Search code examples
javamemory-leakskubernetesgarbage-collectionignite

Possible Memory Leak in Ignite DataStreamer


I'm running Ignite in a Kubernetes cluster with persistence enabled. Each machine has a Java Heap of 24GB with 20GB devoted to durable memory with a memory limit of 110GB. My relevant JVM options are -XX:+AlwaysPreTouch -XX:+UseG1GC -XX:+ScavengeBeforeFullGC. After running DataStreamers on every node for several hours, nodes on my cluster hit their k8s memory limit triggering an OOM kill. After running Java NMT, I was surprised to find a huge amount of space allocated to internal memory.

Java Heap (reserved=25165824KB, committed=25165824KB)
(mmap: reserved=25165824KB, committed=25165824KB)  

Internal (reserved=42425986KB, committed=42425986KB)
(malloc=42425954KB #614365) 
(mmap: reserved=32KB, committed=32KB) 

Kubernetes metrics confirmed this:

enter image description here

"Ignite Cache" is kernel page cache. The last panel "Heap + Durable + Buffer" is the sum of the ignite metrics HeapMemoryUsed + PhysicalMemorySize + CheckpointBufferSize.

I knew this couldn't be a result of data build-up because the DataStreamers are flushed after each file they read (up to about 250MB max), and no node is reading more than 4 files at once. After ruling out other issues on my end, I tried setting -XX:MaxDirectMemorySize=10G, and invoking manual GC, but nothing seems to have an impact other than periodically shutting down all of my pods and restarting them.

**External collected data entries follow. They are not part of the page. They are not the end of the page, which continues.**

PR #2228, opened 2026-06-09
feat: bake textures at multiple resolutions for runtime quality selection

### LINKED ISSUE #2076: Asset pipeline: bake textures at multiple resolutions for runtime quality selection

manuelmaceira:
Closes #2076

## Problem

The offline asset pipeline baked a single `.res` per texture at one fixed quality (`ctx.texture_quality`, hardcoded Medium). At runtime the optimized fast-path loaded that `.res` blindly, so:

- the user's `TextureQuality` setting was silently ignored (High request → got Medium, no warning);
- `fetch_texture_by_hash_with_quality` / `fetch_texture_by_url_with_quality` could **never** use the fast-path and always paid full network + decode (e.g. every UI image asking for Source).

### Bake side (`lib/src/asset_server/`)
- `process_texture` now bakes one variant per quality tier — **Low (256) / Medium (512) / High (1024) / Source** — each resized from a fresh `image.duplicate()` of the pristine decode to avoid lossy resize cascades. Source is capped at `MAX_TEXTURE_DIMENSION` (4096) and collapsed into the top variant when the original already fits in High (identical pixels).
- Variants are saved as `content/{hash}_q{N}.res`. New manifest field `textureQualities: {hash: [ordinals]}` records which variants exist; `hashSizeMap` for textures is the sum of all variant sizes. Packer + job plumbing carry N files per texture.

### Runtime side (`lib/src/content/content_provider.rs`)
- `select_texture_variant` picks the **smallest baked variant ≥ the requested quality**; if only lower variants exist it falls back to network + decode — never silently degrades (the core bug).
- `fetch_texture_by_hash` (uses the runtime setting) and `fetch_texture_by_hash_with_quality` (explicit) are unified on a shared internal that hits the fast-path when a variant satisfies the request, sharing a single load via a `{hash}_v{N}` cache key.

### Versioning / back-compat
- Bumped the optimized bucket to **`/v4`**. The runtime tries versioned buckets **newest-first (v4 → v3)** for scene manifests (`scene_fetcher.gd`), per-hash zips (`async_fetch_optimized_asset`), and wearable/emote zips. So **v4 clients keep serving v3 content until the v4 bucket is populated** — no regression while the re-bake rolls out. Legacy manifests without `textureQualities` parse fine and fall back to network.

## Out of scope (per the issue)
- Exact resolution set, cache eviction / storage budget, CDN-side negotiation.
- GLTF-embedded textures stay single-quality (baked into the `.scn`).
- **Note on packaging:** variants live inside the existing per-hash zip, so a Low client still downloads the Source bytes (disk + bandwidth, not RAM/VRAM). Splitting into per-variant zips is a possible follow-up.

## Testing
- Unit tests: variant selection rule (exact / High→Source collapse / "only lower" → None / empty manifest), and serde round-trip of `textureQualities` (camelCase, optional on read for legacy manifests).
- `cargo fmt`, `clippy`, full Rust unit suite, `gdformat`/`gdlint` pass.
- **Bake e2e**: ran the asset server locally (`--rendering-driver opengl3`), processed 3 textures of different sizes → zip contents verified byte-for-byte (1536px → q0/q1/q2/q3; 936px & 192px → q0/q1/q3 with High collapsed; valid `RSCC` headers).
- `gdformat`/`gdlint` and headless script validation pass (0 errors).
- Not yet exercised live: runtime quality matrix against re-baked v4 content, and the `/process-scene` manifest flow end-to-end.

### DIFF
--- a/lib/src/asset_server/processor.rs
+++ b/lib/src/asset_server/processor.rs
@@ -18,12 +18,13 @@ use crate::content::gltf::{
 };
 use crate::content::packed_array::PackedByteArrayFromVec;
 use crate::content::resource_provider::ResourceProvider;
+use crate::content::texture::MAX_TEXTURE_DIMENSION;
 use crate::content::thread_safety::GodotSingleThreadSafety;
 use crate::godot_classes::dcl_config::TextureQuality;
 use crate::utils::infer_mime;
 
 use super::job_manager::JobManager;
-use super::types::{AssetRequest, AssetType, JobStatus};
+use super::types::{AssetRequest, AssetType, JobStatus, TextureVariant};
 
 /// Context for asset processing, similar to ContentProviderContext but standalone.
 #[derive(Clone)]
@@ -89,6 +90,8 @@ pub struct ProcessResult {
     pub optimized_file_size: Option<u64>,
     /// GLTF dependencies - texture hashes (for GLTFs only)
     pub gltf_dependencies: Option<Vec<String>>,
+    /// Baked quality variants (for textures only)
+    pub texture_variants: Option<Vec<TextureVariant>>,
 }
 
 /// Process an asset request.
@@ -139,6 +142,9 @@ pub async fn process_asset(
             }
             if let Some(deps) = process_result.gltf_dependencies {
                 job_manager.set_gltf_dependencies(&job_id, deps).await;
+            }
+            if let Some(variants) = process_result.texture_variants {
+                job_manager.set_texture_variants(&job_id, variants).await;
             }
 
             job_manager
@@ -250,6 +256,7 @@ async fn process_scene_gltf(
         original_size: None,
         optimized_file_size,
         gltf_dependencies: Some(gltf_dependencies),
+        texture_variants: None,
     })
 }
 
@@ -305,6 +312,7 @@ async fn process_wearable_gltf(
         original_size: None,
         optimized_file_size,
         gltf_dependencies: Some(gltf_dependencies),
+        texture_variants: None,
     })
 }
 
@@ -360,6 +368,7 @@ async fn process_emote_gltf(
         original_size: None,
         optimized_file_size,
         gltf_dependencies: Some(gltf_dependencies),
+        texture_variants: None,
     })
 }
 
@@ -374,8 +383,6 @@ async fn process_texture(
     tracing::debug!("Processing texture: {}", request.hash);
 
     let raw_file_path = format!("{}{}", ctx.content_folder, request.hash);
-    // Use .res extension for compressed ImageTexture (Godot binary resource format)
-    let res_file_path = format!("{}{}.res", ctx.content_folder, request.hash);
 
     // Download the raw image file (or read from cache if cache_only)
     let bytes_vec = if request.cache_only {
@@ -476,10 +483,86 @@ async fn process_texture(
         image_format
     );
 
-    // Resize if needed based on texture quality
-    let max_size = ctx.texture_quality.to_max_size();
-    resize_image_if_needed(&mut image, max_size);
+    // Bake one variant per quality tier. Each variant is resized from a fresh
+    // duplicate of the pristine decoded image to avoid lossy resize cascades.
+    //
+    // Tiers whose max size covers the original resolution all produce identical
+    // pixels, so when the original fits within High (1024) the top variant is
+    // baked once and named at the Source ordinal: a High request then selects
+    // the q3 file via the "smallest variant >= requested" rule and gets exactly
+    // the pixels a dedicated High bake would have produced.
+    let original_max = original_width.max(original_height) as i32;
+    let mut texture_variants: Vec<TextureVariant> = Vec::new();
 
+    for quality in [
+        TextureQuality::Low,
+        TextureQuality::Medium,
+        TextureQuality::High,
+        TextureQuality::Source,
+    ] {
+        if quality == TextureQuality::High && original_max <= TextureQuality::High.to_max_size() {
+            continue; // identical to the Source variant, which is always baked
+        }
+        let max_size = quality.to_max_size().min(MAX_TEXTURE_DIMENSION);
+
+        let mut variant_image = image
+            .duplicate()
+            .ok_or_else(|| anyhow::anyhow!("Failed to duplicate image for variant"))?
+            .cast::<Image>();
+        resize_image_if_needed(&mut variant_image, max_size);
+
+        let variant_path = format!(
+            "{}{}_q{}.res",
+            ctx.content_folder,
+            request.hash,
+            quality.to_i32()
+        );
+        let file_size = compress_and_save_variant(variant_image, &variant_path)?;
+
+        tracing::debug!(
+            "Texture variant saved: {} q{} -> {} ({} bytes)",
+            request.hash,
+            quality.to_i32(),
+            variant_path,
+            file_size
+        );
+
+        texture_variants.push(TextureVariant {
+            quality: quality.to_i32(),
+            path: variant_path,
+            file_size,
+        });
+    }
+
+    let top_variant = texture_variants
+        .last()
+        .ok_or_else(|| anyhow::anyhow!("No texture variants baked"))?;
+    let optimized_path = top_variant.path.clone();
+    let optimized_file_size = Some(top_variant.file_size);
+
+    tracing::debug!(
+        "Texture {} baked ({}x{}, {} variants)",
+        request.hash,
+        original_width,
+        original_height,
+        texture_variants.len()
+    );
+
+    Ok(ProcessResult {
+        optimized_path,
+        original_size: Some((original_width, original_height)),
+        optimized_file_size,
+        gltf_dependencies: None,
+        texture_variants: Some(texture_variants),
+    })
+}
+
+/// Pad to ETC2 block size, compress, and save an image as a `.res` ImageTexture.
+/// Returns the saved file size in bytes.
+fn compress_and_save_variant(
+    mut image: Gd<Image>,
+    res_file_path: &str,
+) -> Result<u64, anyhow::Error> {
     // Compress the image using ETC2 (mobile-optimized format)
     // Pad dimensions to multiples of 4 (ETC2 operates on 4x4 blocks)
     if !image.is_compressed() {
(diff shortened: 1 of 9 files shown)


lib/src/content/content_provider.rs
```diff
@@ -1258,85 +1363,71 @@ impl ContentProvider {
...
 
+        if let Some(variant) = selected_variant {
+            let optimized_data = self.optimized_data.clone();
             let original_size = self.optimized_original_size.get(&hash_id).copied();
 
             TokioRuntime::spawn(async move {
                 let _ = ContentProvider::async_fetch_optimized_asset(
                     hash_id.clone(),
-                    ctx,
+                    ctx.clone(),
```
regenesis-claw, line 1428: When `selected_variant` is `None` but the hash is in `self.optimized_assets` (from a v3 zip mount), this falls through to network download instead of loading the already-mounted `res://content/{hash}.res`. During the v3→v4 transition, this means textures that were previously served from the optimized zip will be re-downloaded. Consider a middle branch:
```rust
} else if self.optimized_assets.contains(&hash_id) {
    // v3 legacy: single-quality bake already mounted
    let godot_path = format!("res://content/{}.res", hash_id);
    // ... load from mounted resource
}
```
Not blocking — the tradeoff is documented in the PR description.

lib/src/asset_server/processor.rs
```diff
@@ -476,10 +483,86 @@ async fn process_texture(
...
+    // baked once and named at the Source ordinal: a High request then selects
+    // the q3 file via the "smallest variant >= requested" rule and gets exactly
+    // the pixels a dedicated High bake would have produced.
+    let original_max = original_width.max(original_height) as i32;
+    let mut texture_variants: Vec<TextureVariant> = Vec::new();
+
+    for quality in [
+        TextureQuality::Low,
+        TextureQuality::Medium,
+        TextureQuality::High,
```
regenesis-claw, line 500: Nit for a follow-up: when `original_max <= TextureQuality::Medium.to_max_size()` (512), the Medium and Low variants produce identical pixels. Similarly when `original_max <= 256`. You already collapse High→Source; extending the same pattern to lower tiers would avoid baking redundant identical files for small textures.

regenesis-claw (approved):
Thorough work — the multi-resolution bake pipeline, the v4/v3 cascading fallback, cache-key unification, and the variant selection rule are all clean. Tests cover the important edge cases (collapsed High, legacy manifests, empty qualities). CI is green across all checks. Two observations, neither blocking:

**1. V3 texture regression during rollout** — The old code served textures from the mounted v3 zip via `optimized_asset_exists` → `res://content/{hash}.res`. The new code only enters the optimized path when `select_texture_variant` returns `Some`, which requires `textureQualities` in the manifest. V3 manifests lack that field, so **all standalone textures in v3-only scenes will fall back to network + decode** even though the zip was already downloaded and mounted. GLTFs are unaffected (`.scn` embeds textures). The PR description acknowledges this (`"Legacy manifests without textureQualities parse fine and fall back to network"`), but during the transition period before v4 content is fully populated this could measurably increase scene load times and bandwidth for texture-heavy scenes. A small fallback — checking `optimized_asset_exists` + trying `res://content/{hash}.res` when `select_texture_variant` returns `None` — would preserve v3 texture serving. Not blocking since the author accepted this tradeoff explicitly, but worth considering if the v4 re-bake will take a while.

**2. Identical variants for small textures** — A 256px texture bakes q0(256), q1(256), q3(256) — three identical files since `resize_image_if_needed` only downsizes. The High→Source collapse is already there; extending it to collapse Medium and Low when the original is at or below their respective thresholds would save disk/bandwidth. Minor; fine as a follow-up.

The `connection_quality_monitor.gd` headless-mode fix is a nice catch — infinite re-defer during script validation is a real footgun.

kuruk-mm:
### Possible regression: legacy (v3) standalone textures lose the optimized fast-path

Heads up on `fetch_texture_by_hash` for the rollout window. I think the "v4 clients keep serving v3 content … no regression" guarantee holds for the **zip-level** paths (scenes, wearables/emotes, per-hash zip deps — those got the v4→v3 bucket fallback), but **not** for per-hash textures.

The new fast-path decision is keyed entirely on `select_texture_variant`, which reads `optimized_texture_qualities` — populated only from the manifest's new `textureQualities` field. Legacy v3 manifests don't have that field (`#[serde(default)]` → empty map), so:

```rust
fn select_texture_variant(&self, hash, requested) -> Option<i32> {
    select_variant_from(
        self.optimized_texture_qualities.get(hash)?,  // None for v3 → bails out
        requested.to_i32(),
    )
}
```

…returns `None`, and in `fetch_texture_by_hash_internal` control falls to the `else` branch → `load_image_texture(raw_url)`.

The catch is what the **old** code keyed off — `optimized_asset_exists` (hash ∈ `optimizedContent`), which v3 manifests *do* have:

```
OLD v3:  optimized_asset_exists(hash) == true  → load res://content/{hash}.res   (pre-baked ETC2, no decode)
NEW v3:  select_texture_variant(hash) == None  → load_image_texture(raw url)      (download raw + recompress on-device)
```

So during the whole re-bake window (= all current content until v4 is populated), every texture fetched by hash — SDK `Material`-component textures (`material.rs`, `gltf_node_modifiers/material.rs`) and UI images — regresses from "load a GPU-ready `.res`" to "download the raw PNG/JPEG and recompress to ETC2 at runtime," which is exactly the mobile cost the offline pipeline exists to avoid. The "falls back to network" note in the description undersells this: the prior behavior wasn't network, it was the baked `.res`.

**Suggested fix** — keep the legacy path as a fallback when there's no per-quality info; only the *new* quality selection needs `textureQualities`:

```rust
let selected_variant = self.select_texture_variant(&file_hash, &quality);

if selected_variant.is_some() {
    // v4: pick the baked quality variant → res://content/{hash}_q{N}.res
} else if self.optimized_asset_exists(file_hash_godot.clone()) {
    // v3 legacy: still serve the single baked res://content/{hash}.res — no runtime decode
} else {
    // truly no optimized data: raw download + decode
}
```

That keeps the rollout guarantee for everything already in the v3 bucket while v4 content gets the new quality-aware behavior. (The legacy branch needs its own `godot_path = res://content/{hash}.res` and `load_baked_texture_entry` call, mirroring the variant branch.)

lib/src/content/content_provider.rs
manuelmaceira: Fixed in dd6d69cf. Added the middle branch: when `select_texture_variant` returns `None` but `optimized_asset_exists` (v3 manifests carry `optimizedContent`), it now serves the legacy `res://content/{hash}.res` instead of falling through to network. The v4 variant path and the raw download+decode fallback are unchanged; the legacy bake shares a `{hash}_legacy` cache slot since it's quality-independent.

lib/src/asset_server/processor.rs
manuelmaceira: Agreed, leaving this as a follow-up as you suggested — it's a disk/bandwidth optimization, not correctness (the selection rule already handles arbitrary recorded ordinal sets). Will track it separately.

manuelmaceira:
Thanks both — @regenesis-claw @kuruk-mm independently flagged the same v3 texture regression, and you're right it's the more impactful of the two (raw download + on-device recompress for *all* current content during the rollout window, not just network).

Fixed in dd6d69cf with the exact middle branch you both suggested:
```rust
if selected_variant.is_some() {
    // v4: res://content/{hash}_q{N}.res
} else if optimized_asset_exists(hash) {
    // v3 legacy: res://content/{hash}.res  (GPU-ready ETC2, no decode)
} else {
    // truly no optimized data: raw download + decode
}
```
The legacy single bake is quality-independent so it shares one `{hash}_legacy` cache slot across default/explicit-quality fetches. Full local pre-commit suite passes (incl. headless validation).

The identical-small-texture collapse (regenesis #2) I'm leaving as a follow-up per the suggestion — it's disk/bandwidth only, and the selection rule already handles arbitrary recorded ordinal sets.

kuruk-mm (approved):
great job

I'm not sure where to go from here. Is there a workaround in Ignite that doesn't force me to use a third-party database?

EDIT: My DataStorageConfiguration

    <property name="dataStorageConfiguration">
        <bean class="org.apache.ignite.configuration.DataStorageConfiguration">
            <property name="metricsEnabled" value="true"/>
            <property name="checkpointFrequency" value="300000"/>
            <property name="storagePath" value="/var/lib/ignite/data/db"/>
            <property name="walFlushFrequency" value="10000"/>
            <property name="walMode" value="LOG_ONLY"/>
            <property name="walPath" value="/var/lib/ignite/data/wal"/>
            <property name="walArchivePath" value="/var/lib/ignite/data/wal/archive"/>               
            <property name="walSegmentSize" value="2147483647"/>
            <property name="maxWalArchiveSize" value="4294967294"/>
            <property name="walCompactionEnabled" value="false"/>
            <property name="writeThrottlingEnabled" value="False"/>
            <property name="pageSize" value="4096"/>                
            <property name="defaultDataRegionConfiguration">
                <bean class="org.apache.ignite.configuration.DataRegionConfiguration">
                    <property name="persistenceEnabled" value="true"/>
                    <property name="checkpointPageBufferSize" value="2147483648"/>
                    <property name="name" value="Default_Region"/>
                    <property name="maxSize" value="21474836480"/>
                    <property name="metricsEnabled" value="true"/>
                </bean>
            </property>
        </bean>
    </property> 

UPDATE: When I disable persistence, internal memory is properly disposed of:

enter image description here

UPDATE: The issue is demonstrated here with a reproducible example. It's runnable on a machine with at least 22GB of memory for docker and about 50GB of storage. Interestingly the leak is only really noticeable when passing in a Byte Array or String as the value.


Solution

  • The memory leaks seems to be triggered by the @QueryTextField annotation on value object in my cache model, which supports Lucene queries in Ignite.

    Originally: case class Value(@(QueryTextField@field) theta: String)

    Changing this line to: case class Value(theta: String) seems to solve the problem. I don't have an explanation as to why this works, but maybe somebody with a good understanding of the Ignite code base can explain why.